THIERERE MEITII…………….….….…………...………… 1ST DEFENDANT

JAMES KAMONDE………………………...………………2ND DEFENDANT

ROSALIND KIBANYA…………...…………..…....……..….3RD DEFENDANT

LAND REGISTRAR KIRINYAGA DISTRICT ….…….……..4TH DEFENDANT

CATHOLIC DIOCESE OF MURANG’A….……....…..……..5TH DEFENDANT

RULING

What I have before me is the plaintiff’s application by way of Notice of Motion dated 6th June 2014 seeking the following orders:

That the court be pleased to revive this suit against the estate of Rosalid Kibanya, the 3rd defendant herein.

That the limited time to substitute the said Rosalind Kibanya, deceased, with herlegal representatives be enlarged.

That Gichero Kibanya, Margaret Mumbi Kibanya, Michael Njeru Kibanya and Mary Kibanya, the appointed administrators of the estate of the late Rosalind Kibanya, the 3rd defendant herein be made parties to this suit as 3rd defendant in place of the late Rosalind Kibanya.

The application which is supported by the affidavit of the plaintiff sworn on 6th June, 2014 has been brought on the grounds that the 3rd defendant, Rosalind Kibanya (“the deceased”) is deceased having died on 12th August 2010 and Gichero Kibanya, Margaret Mumbi Kibanya, Michael Njeru Kibanya and Mary Kibanya (hereinafter referred to as “the respondents”) have been appointed as the administrators of her estate.  The plaintiff has averred that the application was not brought earlier for reasons which were beyond his control. He has stated that he came to know of the deceased’s death in December, 2011 and notified his then advocates accordingly.  The said advocates did not take immediate action to find out the details of the administrators of the estate of the deceased for the purposes of applying to court for the substitution of the deceased with her legal representatives.  At the same time, the advocates who were on record for the deceased continued to attend court and appear for the deceased as if nothing had happened. The said advocates failed to notify the plaintiff of the death of the deceased and the deceased’s legal representatives.

The plaintiff has averred that it was in the year 2013 that he came to know the names of the legal representatives of the estate of the deceased after he obtained a copy of the grant of letters of administration in respect of the estate of the deceased by which time the time within which the deceased should have been substituted in the suit with her legal representative had lapsed and the suit abated.  The plaintiff has averred that he is desirous of continuing with the suit against the estate of the deceased and that failure to apply for the substitution of the deceased with her legal representatives was neither intentional nor caused by indolence but by factors beyond his control the particulars of which have been highlighted above. The plaintiff has averred that he would suffer immensely if the orders sought are not granted.  The Plaintiff annexed to his affidavit, a copy of grant of letters of administration intestate of the estate of the deceased that was issued to the respondents on 11th April 2012 by the High Court at Embu in Succession Cause No. 488 of 2011.

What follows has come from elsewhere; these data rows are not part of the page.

Issue #586, opened 2020-11-25
improvements when deleting header items


markamaze:
Before creating a new issue, please read the "How we work with issues" section in the documentation: https://organice.200ok.ch/documentation.html#how_we_work_with_issues

**Is your feature request related to a problem? Please describe.**
on a laptop, it is too difficult to swipe to delete with a mouse
on a phone, it is too easy to delete and may lead to unintentionally removing header items

**Describe the solution you'd like**
add a headerActionItem to initialize the same action as a swipe
add a confirmation handler after the remove action to allow user to cancel or confirm the delete

**Describe alternatives you've considered**

**Additional context**

I'd like to put some work into this. I'm a newer developer looking for open source projects and this seems doable for me.  before finding organice, I was looking at it on org-web and believe that to add the confirmation I need to look into react-motion and how it's implemented in the header in order to add a confirmation following the delete action.  If this issue is worth working on, any input on a good approach would be appreciated.

tarnung:
Hi @markamaze 
You are not the first having issues with this.
We recently disabled user select to make swiping on the desktop a bit more usable. At least now you don't accidently select text.

I recently played around with alternative UI approaches. There I used swipe for visibility cycling (exactly because it's an action that doesn't change anything about your file) and an action button for deleting a header. In pr #559 you can find some images further down the thread. Feel free to join the discussion about where to take it!

I don't really like the Idea of having a button and a swipe action doing the same thing. We could use swipe on mobile and buttons on desktop, but that also complicates things since we would have to keep both UIs in mind for all further changes.

A confirmation would be too cumbersome in my opinion. Undo lets you recover an accidentally deleted header easily (if you realise you deleted it). Granted it could be done minimally intrusive by highlighting the header itself after swipe, tapping it again to confirm deletion.

I think changing delete on swipe needs to be part of a bigger UI rethink. If we decide to keep the swipe to delete action, I'd support having a confirm. But I'm probably not the only one with opinions on this.

munen:
Hi @markamaze 

Thanks for checking out organice and offering to contribute!🙏🏻

My thoughts on the issue:

Delete on swipe is a very common UX pattern on iOS (Apple and non Apple apps use it). For me, it’s also working equally well in organice as in the native apps. I have never seen an app require a confirmation. Also, we have infinite undo/redo, hence it’s even better in organice compared to an Apple app (where you’d have to do an undiscoverable “shake the phone” to maybe get an undo with no redo). 

[...]

PR #1032, opened 2025-06-14
feat: Added confirm button on a swipe to remove a header

ApollonDeParnasse:
Related: #586 
Accidental deletes have been a major annoyance. They seem to happen constantly whenever I use Organice on my phone. This very small change will simply create a popup that will ask a user to confirm they want to delete a header. This prompt will only appear on left swipes.

### DIFF
--- a/src/components/OrgFile/components/Header/index.js
+++ b/src/components/OrgFile/components/Header/index.js
@@ -150,10 +150,11 @@ class Header extends PureComponent {
       }
 
       if (-1 * swipeDistance >= this.SWIPE_ACTION_ACTIVATION_DISTANCE) {
-        this.setState({
-          isPlayingRemoveAnimation: true,
-          heightBeforeRemove: this.containerDiv.offsetHeight,
-        });
+        window.confirm('Please confirm your request to delete this header') &&
+          this.setState({
+            isPlayingRemoveAnimation: true,
+            heightBeforeRemove: this.containerDiv.offsetHeight,
+          });
       }
     }
 


munen:
Hi @vHugoObject

Thank you for your contribution! I understand that accidental swipes were a thing in the past and they were very annoying! But are they still since [this semi-recent change](https://github.com/200ok-ch/organice/pulls)?  

For me, I don't have accidental swipes since that change. If you still have them, please check your changelog to ensure you're running the latest version. Currently it looks like this:

image

If there's still an issue for other users, I propose to fix the underlying issue, instead. There's loads of prior art of mobile apps having swipe left/right to do stuff like delete on both iOS and Android. I don't know of any app that has a pop-up as in your proposal. Wherever possible, we'd like to stick to UX that people are used to. So, let's discuss in what way organice behaves differently then those apps and make it behave the same way^^

vHugoObject:
I am running the latest version. For me, accidental deletes happen every single day. An accidental delete yesterday afternoon is why I sat down and figured this out in the first place. On the other hand, I rarely delete headers in Organice. 


As for prior art, when I swipe left to delete a text message thread on my iphone, a confirmation popup does shows up. That is actually what gave me this idea. For the notes app, swiping left is not enough to delete a header. You also have to press delete. Of course gmail does allow you to swipe delete with no prompt. But gmail has trash where you can easily retrieve emails. Google docs and google drive don't allow you swipe delete at at all. Dropbox also has no swipe delete option. 

You could say I am cheery picking. But it is also clear that there isn't a consensus on swipe delete.

schoettl:
A setting with 3 options may be a good solution:

left-swipe to delete: enable, enable with confirmation, disable

Although with "disable" set there would currently be no other option to delete an item. Maybe not a good solution.

vHugoObject:
Currently, you have an option to delete a header when you press the pencil. So the left swipe is not your only option.

PR #1053, opened 2025-10-21
Fix(Components/OrgFile/TimestampEditor): Incorrect Timestamp Format

ApollonDeParnasse:
The org timestamp format is YYYY-MM-DD HH:mm. The line I removed stripped the leading zero from the hour part of the date. So [2018-09-17 Sun 06:00-11:30] was incorrectly saved as [2018-09-17 Sun 6:00-11:30]. All tests still pass. This changes doesn't effect the timestamp backend at all since it already expects the time part of timestamps to be in HH:mm format.


schoettl:
Thanks for your fix @vHugoObject! Actually, in my tests when setting a scheduled or deadline timestamp, the 06:00 in [2018-09-17 Sun 06:00-06:30] was already correct but the 06:30 (end time) was wrong.

With your fix the end time both start and end time are correct.

PR #1055, opened 2025-11-02
Add "#" and "%" as valid characters for tag searches.

cperl82:
The official org documentation doesn't currently mention them, but they are explicitly listed as valid in org-set-tags-command.

Based on version control, it seems like these have been supported for a very long time. I'm planning on submitting a request to the org-mode mailing list to update the documentation to match, but I figured I would do that in parallel with this pull request.

If you'd prefer to wait until the documentation is updated, that is fine too.

I noticed this because I use tags beginning with "#" for context, e.g. "#technology".


cperl82:
Thanks! Fwiw my patch to update the org docs was just added to the org-mode repo (commit 326ca3d13), so should be reflected on the website in the not-too-distant future.

PR #1061, opened 2025-11-11
Fix: move preventDefault to prevent race with oauth request

### LINKED ISSUE #1059: GitLab sign-in for private repository fails with "Unexpected sign in error, please try again"
**Describe the bug**

Signing in to GitLab with a private repository URL at https://organice.200ok.ch/sign_in fails with the message "Unexpected sign in error, please try again".

This persists after clearing site data.

I'm able to reproduce this in Chrome on Linux (NixOS) and on Android. I can't reproduce this with Firefox, so it may be Chrome-specific.

**To Reproduce**
1. In Chrome, go to https://organice.200ok.ch/sign_in
2. Attempt to sign in to GitLab, giving the URL of a private repository
3. Sign-in fails with a popup showing "Unexpected sign in error, please try again" (see screenshot)

**Expected behavior**
Clicking "Sign-in" should not produce an error and should redirect to a GitLab login page.

**Screenshots**

Image

 - OS: Linux (NixOS)
 - Browser: Chrome

 - Device: Pixel 8 Pro
 - OS: Android 16
 - Browser Stock browser (Chrome)

mcwitt:
Fixes #1059 

Addresses a race condition where the default form submission request may preempt the request to the GitLab OAuth endpoint, causing the latter to be cancelled. When this happens, the local storage `oauth2authcodepkce-state` ends up in a corrupt state, resulting in the error observed in #1059.

This moves the call to `preventDefault()` to the beginning of the form submission handler, so it is called also when the project URL is valid. This placement is also consistent with the WebDAV handler.

It's unclear to me what changed in recent versions of Chrome to make the issue manifest, but I think the change is correct regardless.

### DIFF
--- a/src/components/SyncServiceSignIn/index.js
+++ b/src/components/SyncServiceSignIn/index.js
@@ -113,13 +113,13 @@ function GitLab() {
   const defaultProject = 'https://gitlab.com/your/project';
   const [project, setProject] = useState(defaultProject);
   const handleSubmit = (evt) => {
+    evt.preventDefault();
     const projectId = gitLabProjectIdFromURL(project);
     if (projectId) {
       persistField('authenticatedSyncService', 'GitLab');
       persistField('gitLabProject', projectId);
       createGitlabOAuth().fetchAuthorizationCode();
     } else {
-      evt.preventDefault();
       alert('Project does not appear to be a valid gitlab.com URL');
     }
   };


munen:
@mcwitt @dtvillafana Thank you for your hard relentless effort in debugging and fixing this issue. I have confirmed that it fixes the Gitlab login for Chrome versions > 137, and continues to work for the other browsers that did not show this issue so far.

I have added your contribution to the changelog and will merge your changes!

Thank you, again 🙏 🙇‍♂️

PR #1088, opened 2026-01-09
CI: Send junit test reports from CircleCI via API back to GH

munen:
Builds on https://github.com/200ok-ch/organice/pull/1090


munen:
Sending junit reports back to GH is not a feature that GH natively supports. It's a lot of custom code and brittle. Hence, we're not doing it. In GH you can see the steps and checks. In CircleCI you can see the tests that failed.

PR #1118, opened 2026-05-17
fix: capture into target files

munen:
Fixes capture templates that save into another file by loading and syncing the target file.


munen:
Superceded by https://github.com/200ok-ch/organice/pull/1119

PR #1060, opened 2025-11-11
Add open-source git-based sync backend https://gitea.com/

mergezalot:
- Also added branch selection, on top of what the gitlab sync backend does.

PR #1130, opened 2026-09-20
Add Forgejo as a sync backend (access token version)

tarnung:
See #1129


tarnung:
I just found #1060 which probably does much of the same as this pull request as Forgejo is a Fork of Gitea. I don't know if they are fully compatible though.

Anyways, having two pull requests reinforces that there is interest in this feature.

The plaintiff’s application was opposed by the respondents, the 5th defendant and the former advocate for the deceased, Anthony Maina Macharia t/a K. Macharia and Company Advocates.  The respondents filed grounds of opposition dated 13th January 2015 and a replying affidavit sworn on 15th August 2015 by Gichero Kibanya in opposition to the application.  The 5th defendant opposed the application through grounds of opposition dated 22nd July 2014 while Antony Maina Macharia advocate opposed the application through a replying affidavit sworn on 11th May 2015.  In their opposition to the application, the respondents contended that the plaintiff’s application has no basis and is an abuse of the process of the court.

The respondents contended that the death of the deceased was a matter that was in the public domain and was covered extensively in the electronic and print media and as such it is not true that the plaintiff was not aware of the death of the deceased as he has claimed. The respondents contended further that the plaintiff knew the deceased well up to her home and he did not at any time make inquiries from the respondents as to the legal representatives of the estate of the deceased if he was at all keen on substituting the deceased with her legal representatives. The respondents have contended that the plaintiff has not given any valid reason for not bringing the application herein earlier and as such he is guilty of laches.

The deceased’s former advocate Mr. Anthony Maina Macharia has on his part contended that the plaintiff was aware of the deceased’s death and even attended her funeral.  Mr. Macharia contended that the plaintiff has not given any reasonable explanation for the delay in substituting the deceased with her legal representatives.  On its part, the 5th defendant contended that the plaintiff’s application is defective, bad in law and is without merit.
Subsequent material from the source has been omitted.